* THE TASK *
Go through the records below and restate each one word for word.
= = = = = = =
PR #3182, opened 2026-05-05
feat(evals): add `open-fireworks` model preset

mdrxy:
Add an exclude filter to the eval runner so specific categories can be skipped without having to enumerate every other category. Previously, running "all categories except memory" required listing every category individually in the include filter.


mdrxy:
Will fix harbor tests later

PR #3210, opened 2026-05-06
feat(quickjs): propagate return types

ccurme:
separate commits here:
1. update the prompt to encourage more efficient use of repl (this is independent / extraneous)
2. deliver raw types from foreign functions, bypass ToolNode stringification (also adds support for injected tool IDs along the way)
3. inspect return types from tool callables, translate to JS and propagate to the prompt.

### DIFF
--- a/libs/partners/quickjs/langchain_quickjs/_prompt.py
+++ b/libs/partners/quickjs/langchain_quickjs/_prompt.py
@@ -84,8 +84,10 @@ def render_ptc_prompt(tools: Sequence[BaseTool], *, tool_name: str = "eval") -> 
         "### API Reference — `tools` namespace\n\n"
         "The agent tools listed below are exposed on the global object at "
         "`globalThis.tools` (also reachable as `tools`). Each takes a single "
-        "object argument and returns a Promise that resolves to a string "
-        "(structured return values are JSON-serialized).\n\n"
+        "object argument and returns a Promise that resolves to the tool's "
+        "native value: strings as strings, numbers as numbers, lists as "
+        "arrays, dicts as objects, and `None` as `null`. You do NOT need to "
+        "`JSON.parse` results — they are already typed.\n\n"
         "Invocation pattern: `await tools.<name>({ ... })`.\n\n"
         "- Use `await` to get tool results; combine with `Promise.all` for "
         "independent calls so they run concurrently.\n"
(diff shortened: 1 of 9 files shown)


libs/partners/quickjs/langchain_quickjs/_prompt.py
```diff
@@ -122,7 +171,162 @@ def _render_signature(fn_name: str, schema: dict[str, Any] | None) -> str:
...
+        return target
+    return None
+
+
+def _get_return_annotation(target: Callable[..., Any]) -> Any:
+    """Resolve the return annotation for a callable, ``Signature.empty`` if absent."""
+    with contextlib.suppress(TypeError, ValueError, NameError):
+        signature = inspect.signature(target)
+        resolved = get_type_hints(target)
+        return resolved.get("return", signature.return_annotation)
```
hntrl: won't block on this, but I do think we should consider exposing some hook for an output schema on BaseTool. Even if it is just coercing a pydantic model/TypedDict to something we can access on the tool instance

hntrl: That way we can just use the same rendering method that we use for input schemas

libs/partners/quickjs/langchain_quickjs/_repl.py
```diff
@@ -449,13 +497,28 @@ async def _ainvoke_tool_on_outer_loop(
...
+        Uses ``BaseTool.arun(args, tool_call_id=...)`` rather than
+        ``ainvoke(envelope)`` so the result is the tool's native return
+        value rather than a string-coerced ``ToolMessage``. We only pass
+        ``tool_call_id`` when the tool declares ``InjectedToolCallId`` —
+        otherwise ``_format_output`` would wrap the result anyway.
+        """
+        args = tool_call["args"]
+        tool_call_id = (
+            tool_call.get("id") if _tool_uses_injected_tool_call_id(tool) else None
+        )
```
hntrl, line 511: does this break our assumptions about how tools with this injected field works? E.g. if I specify a tool with `InjectedToolCallId` do I know that it can populate with `None`?

hntrl (dismissed):

libs/partners/quickjs/langchain_quickjs/_repl.py
ccurme: double-checked this and the tool should never see None as the injected tool call ID (let me know if that wasn't your concern)

libs/partners/quickjs/langchain_quickjs/_prompt.py
ccurme: refactored to use the same `_json_schema_to_js` helper that we use for inputs. I had originally stolen the implementation from `langchain-repl` in `libs/repl`. but this way we just have one path we have to manage.

libs/partners/quickjs/langchain_quickjs/_repl.py
hntrl: ok yeah I read this code wrong then

hntrl: basically I was worried that I might have a tool that uses InjectedToolCallId but it can be invoked with None

hntrl (approved):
= = = = = = =
* EXERCISE OUTPUT *
PR #3182, opened 2026-05-05
feat(evals): add `open-fireworks` model preset

mdrxy:
Add an exclude filter to the eval runner so specific categories can be skipped without having to enumerate every other category. Previously, running "all categories except memory" required listing every category individually in the include filter.


mdrxy:
Will fix harbor tests later

PR #3210, opened 2026-05-06
feat(quickjs): propagate return types

ccurme:
separate commits here:
1. update the prompt to encourage more efficient use of repl (this is independent / extraneous)
2. deliver raw types from foreign functions, bypass ToolNode stringification (also adds support for injected tool IDs along the way)
3. inspect return types from tool callables, translate to JS and propagate to the prompt.

### DIFF
--- a/libs/partners/quickjs/langchain_quickjs/_prompt.py
+++ b/libs/partners/quickjs/langchain_quickjs/_prompt.py
@@ -84,8 +84,10 @@ def render_ptc_prompt(tools: Sequence[BaseTool], *, tool_name: str = "eval") -> 
         "### API Reference — `tools` namespace\n\n"
         "The agent tools listed below are exposed on the global object at "
         "`globalThis.tools` (also reachable as `tools`). Each takes a single "
-        "object argument and returns a Promise that resolves to a string "
-        "(structured return values are JSON-serialized).\n\n"
+        "object argument and returns a Promise that resolves to the tool's "
+        "native value: strings as strings, numbers as numbers, lists as "
+        "arrays, dicts as objects, and `None` as `null`. You do NOT need to "
+        "`JSON.parse` results — they are already typed.\n\n"
         "Invocation pattern: `await tools.<name>({ ... })`.\n\n"
         "- Use `await` to get tool results; combine with `Promise.all` for "
         "independent calls so they run concurrently.\n"
(diff shortened: 1 of 9 files shown)


libs/partners/quickjs/langchain_quickjs/_prompt.py
```diff
@@ -122,7 +171,162 @@ def _render_signature(fn_name: str, schema: dict[str, Any] | None) -> str:
...
+        return target
+    return None
+
+
+def _get_return_annotation(target: Callable[..., Any]) -> Any:
+    """Resolve the return annotation for a callable, ``Signature.empty`` if absent."""
+    with contextlib.suppress(TypeError, ValueError, NameError):
+        signature = inspect.signature(target)
+        resolved = get_type_hints(target)
+        return resolved.get("return", signature.return_annotation)
```
hntrl: won't block on this, but I do think we should consider exposing some hook for an output schema on BaseTool. Even if it is just coercing a pydantic model/TypedDict to something we can access on the tool instance

hntrl: That way we can just use the same rendering method that we use for input schemas

libs/partners/quickjs/langchain_quickjs/_repl.py
```diff
@@ -449,13 +497,28 @@ async def _ainvoke_tool_on_outer_loop(
...
+        Uses ``BaseTool.arun(args, tool_call_id=...)`` rather than
+        ``ainvoke(envelope)`` so the result is the tool's native return
+        value rather than a string-coerced ``ToolMessage``. We only pass
+        ``tool_call_id`` when the tool declares ``InjectedToolCallId`` —
+        otherwise ``_format_output`` would wrap the result anyway.
+        """
+        args = tool_call["args"]
+        tool_call_id = (
+            tool_call.get("id") if _tool_uses_injected_tool_call_id(tool) else None
+        )
```
hntrl, line 511: does this break our assumptions about how tools with this injected field works? E.g. if I specify a tool with `InjectedToolCallId` do I know that it can populate with `None`?

hntrl (dismissed):

libs/partners/quickjs/langchain_quickjs/_repl.py
ccurme: double-checked this and the tool should never see None as the injected tool call ID (let me know if that wasn't your concern)

libs/partners/quickjs/langchain_quickjs/_prompt.py
ccurme: refactored to use the same `_json_schema_to_js` helper that we use for inputs. I had originally stolen the implementation from `langchain-repl` in `libs/repl`. but this way we just have one path we have to manage.

libs/partners/quickjs/langchain_quickjs/_repl.py
hntrl: ok yeah I read this code wrong then

hntrl: basically I was worried that I might have a tool that uses InjectedToolCallId but it can be invoked with None

hntrl (approved):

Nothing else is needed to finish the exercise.